▸ **Exercise goal**
Take the entries below and print only the lines from the one with "PR #1388, opened 2024-03-16" through the one with "PR #1836, opened 2024-05-18", exactly as they stand, both ends included.

Saved data entries:
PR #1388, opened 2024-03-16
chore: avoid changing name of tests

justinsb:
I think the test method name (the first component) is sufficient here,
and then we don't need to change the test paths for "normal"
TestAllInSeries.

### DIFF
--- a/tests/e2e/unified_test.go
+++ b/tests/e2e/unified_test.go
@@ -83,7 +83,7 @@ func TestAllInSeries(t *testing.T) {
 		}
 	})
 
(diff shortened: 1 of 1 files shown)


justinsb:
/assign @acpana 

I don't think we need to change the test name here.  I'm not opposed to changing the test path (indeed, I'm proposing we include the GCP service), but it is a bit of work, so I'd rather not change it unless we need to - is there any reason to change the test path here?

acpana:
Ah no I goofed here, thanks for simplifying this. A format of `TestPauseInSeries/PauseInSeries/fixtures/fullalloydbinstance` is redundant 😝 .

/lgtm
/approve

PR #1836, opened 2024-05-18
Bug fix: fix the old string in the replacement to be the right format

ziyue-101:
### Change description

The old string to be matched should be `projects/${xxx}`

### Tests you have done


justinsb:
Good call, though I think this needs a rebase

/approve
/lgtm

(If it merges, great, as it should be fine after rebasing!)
--
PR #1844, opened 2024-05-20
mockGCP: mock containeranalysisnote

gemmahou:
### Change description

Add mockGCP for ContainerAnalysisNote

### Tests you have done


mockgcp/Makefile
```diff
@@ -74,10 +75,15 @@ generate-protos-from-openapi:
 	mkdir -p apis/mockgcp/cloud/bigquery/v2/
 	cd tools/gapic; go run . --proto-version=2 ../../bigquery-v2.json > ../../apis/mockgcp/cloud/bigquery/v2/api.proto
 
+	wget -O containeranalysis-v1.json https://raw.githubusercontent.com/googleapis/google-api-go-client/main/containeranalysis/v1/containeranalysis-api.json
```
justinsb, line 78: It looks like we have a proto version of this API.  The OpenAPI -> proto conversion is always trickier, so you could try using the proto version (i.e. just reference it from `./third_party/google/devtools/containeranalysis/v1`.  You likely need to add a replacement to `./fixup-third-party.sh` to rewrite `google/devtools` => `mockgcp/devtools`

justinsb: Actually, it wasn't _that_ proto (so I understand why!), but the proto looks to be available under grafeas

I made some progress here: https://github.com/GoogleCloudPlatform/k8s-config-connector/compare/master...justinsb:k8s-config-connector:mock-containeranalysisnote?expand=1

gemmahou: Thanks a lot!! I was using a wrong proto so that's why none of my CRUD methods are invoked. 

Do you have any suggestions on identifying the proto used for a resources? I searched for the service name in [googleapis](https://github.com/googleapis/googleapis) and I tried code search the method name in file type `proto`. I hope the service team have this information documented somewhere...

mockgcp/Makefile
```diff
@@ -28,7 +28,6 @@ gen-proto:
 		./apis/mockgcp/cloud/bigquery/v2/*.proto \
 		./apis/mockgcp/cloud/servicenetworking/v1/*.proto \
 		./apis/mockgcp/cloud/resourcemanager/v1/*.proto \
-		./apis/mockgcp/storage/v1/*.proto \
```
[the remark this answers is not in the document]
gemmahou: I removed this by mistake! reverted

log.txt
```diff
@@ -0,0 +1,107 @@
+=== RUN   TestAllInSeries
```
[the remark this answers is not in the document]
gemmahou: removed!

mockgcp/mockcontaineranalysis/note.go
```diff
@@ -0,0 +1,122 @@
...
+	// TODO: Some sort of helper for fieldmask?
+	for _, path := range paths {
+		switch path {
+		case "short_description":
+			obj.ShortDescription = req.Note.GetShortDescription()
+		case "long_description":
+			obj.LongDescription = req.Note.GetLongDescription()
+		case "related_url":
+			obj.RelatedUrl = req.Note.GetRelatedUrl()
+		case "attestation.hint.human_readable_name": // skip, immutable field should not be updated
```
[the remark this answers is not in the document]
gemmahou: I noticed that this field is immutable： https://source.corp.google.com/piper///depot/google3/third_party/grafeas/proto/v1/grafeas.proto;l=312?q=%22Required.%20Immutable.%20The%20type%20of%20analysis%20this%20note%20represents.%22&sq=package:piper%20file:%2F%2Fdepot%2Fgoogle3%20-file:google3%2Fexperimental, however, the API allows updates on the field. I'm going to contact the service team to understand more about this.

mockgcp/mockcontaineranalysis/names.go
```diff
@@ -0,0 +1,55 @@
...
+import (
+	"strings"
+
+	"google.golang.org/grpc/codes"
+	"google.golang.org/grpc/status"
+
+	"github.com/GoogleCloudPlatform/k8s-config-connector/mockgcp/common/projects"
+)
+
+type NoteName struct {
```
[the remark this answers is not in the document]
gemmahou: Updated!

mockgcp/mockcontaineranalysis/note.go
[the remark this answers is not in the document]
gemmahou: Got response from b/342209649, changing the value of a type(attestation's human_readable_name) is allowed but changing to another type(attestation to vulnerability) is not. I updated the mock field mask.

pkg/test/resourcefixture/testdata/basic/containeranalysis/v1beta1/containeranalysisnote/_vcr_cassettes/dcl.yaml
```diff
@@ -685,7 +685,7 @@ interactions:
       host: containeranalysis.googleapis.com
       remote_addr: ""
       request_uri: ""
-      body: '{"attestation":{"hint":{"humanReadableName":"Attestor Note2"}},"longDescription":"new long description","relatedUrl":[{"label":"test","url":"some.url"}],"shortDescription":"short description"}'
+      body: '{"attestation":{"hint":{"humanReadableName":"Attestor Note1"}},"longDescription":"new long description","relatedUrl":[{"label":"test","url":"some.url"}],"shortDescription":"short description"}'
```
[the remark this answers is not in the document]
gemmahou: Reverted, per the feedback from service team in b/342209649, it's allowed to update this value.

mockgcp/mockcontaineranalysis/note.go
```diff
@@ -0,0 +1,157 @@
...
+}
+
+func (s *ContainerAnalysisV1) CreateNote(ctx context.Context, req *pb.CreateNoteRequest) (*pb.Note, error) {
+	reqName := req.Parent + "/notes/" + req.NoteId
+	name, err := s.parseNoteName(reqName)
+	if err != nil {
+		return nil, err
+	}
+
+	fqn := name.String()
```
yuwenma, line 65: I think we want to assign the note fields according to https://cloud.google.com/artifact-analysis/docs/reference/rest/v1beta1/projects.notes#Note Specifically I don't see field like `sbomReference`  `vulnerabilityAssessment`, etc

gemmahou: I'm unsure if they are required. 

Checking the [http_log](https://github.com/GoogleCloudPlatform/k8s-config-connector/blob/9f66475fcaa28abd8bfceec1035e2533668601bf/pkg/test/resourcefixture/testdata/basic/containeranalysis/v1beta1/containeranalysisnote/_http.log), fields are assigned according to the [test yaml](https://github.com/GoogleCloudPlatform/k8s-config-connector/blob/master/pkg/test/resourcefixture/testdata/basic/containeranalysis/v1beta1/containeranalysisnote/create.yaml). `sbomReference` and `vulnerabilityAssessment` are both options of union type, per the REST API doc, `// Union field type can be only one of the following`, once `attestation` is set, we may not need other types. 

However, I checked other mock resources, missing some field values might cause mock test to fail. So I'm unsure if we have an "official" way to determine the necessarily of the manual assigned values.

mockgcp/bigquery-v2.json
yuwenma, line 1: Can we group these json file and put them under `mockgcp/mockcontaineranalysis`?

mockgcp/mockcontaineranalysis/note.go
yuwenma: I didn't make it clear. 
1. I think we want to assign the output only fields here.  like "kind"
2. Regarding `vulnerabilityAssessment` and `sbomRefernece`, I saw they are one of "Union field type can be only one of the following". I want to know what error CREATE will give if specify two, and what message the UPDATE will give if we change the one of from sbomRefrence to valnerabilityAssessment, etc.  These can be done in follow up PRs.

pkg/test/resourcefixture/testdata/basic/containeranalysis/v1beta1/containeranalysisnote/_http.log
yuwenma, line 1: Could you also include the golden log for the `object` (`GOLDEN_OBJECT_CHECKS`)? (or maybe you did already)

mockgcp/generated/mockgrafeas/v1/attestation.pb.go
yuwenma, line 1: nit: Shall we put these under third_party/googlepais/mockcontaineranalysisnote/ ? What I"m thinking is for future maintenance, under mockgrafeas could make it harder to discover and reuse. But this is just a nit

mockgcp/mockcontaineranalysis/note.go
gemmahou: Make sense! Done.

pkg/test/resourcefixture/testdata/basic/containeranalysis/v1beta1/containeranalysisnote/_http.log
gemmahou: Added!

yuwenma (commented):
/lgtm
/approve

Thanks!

▸ **Task solution**
PR #1388, opened 2024-03-16
chore: avoid changing name of tests

justinsb:
I think the test method name (the first component) is sufficient here,
and then we don't need to change the test paths for "normal"
TestAllInSeries.

### DIFF
--- a/tests/e2e/unified_test.go
+++ b/tests/e2e/unified_test.go
@@ -83,7 +83,7 @@ func TestAllInSeries(t *testing.T) {
 		}
 	})
 
(diff shortened: 1 of 1 files shown)


justinsb:
/assign @acpana 

I don't think we need to change the test name here.  I'm not opposed to changing the test path (indeed, I'm proposing we include the GCP service), but it is a bit of work, so I'd rather not change it unless we need to - is there any reason to change the test path here?

acpana:
Ah no I goofed here, thanks for simplifying this. A format of `TestPauseInSeries/PauseInSeries/fixtures/fullalloydbinstance` is redundant 😝 .

/lgtm
/approve

PR #1836, opened 2024-05-18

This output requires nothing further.